- _Your task_
Count, in the entries below, the lines in which "arcade" occurs. Give the number, nothing more.

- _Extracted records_

:::

PR #9302, opened 2023-01-19
Don't use cryptic share code in UI string

eanders-ms:
Fixes https://github.com/microsoft/pxt-arcade/issues/5204


kimprice:
Is it too much work to include the game title?

eanders-ms:
It would require some reworking of how/when game metadata is fetched so that we're not fetching it multiple times. That puts it out of scope for this release, but would be a nice improvement. Will file an issue to track it.

kimprice (approved):

eanders-ms:
Logged https://github.com/microsoft/pxt-arcade/issues/5519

:::

- _Problem solution_
2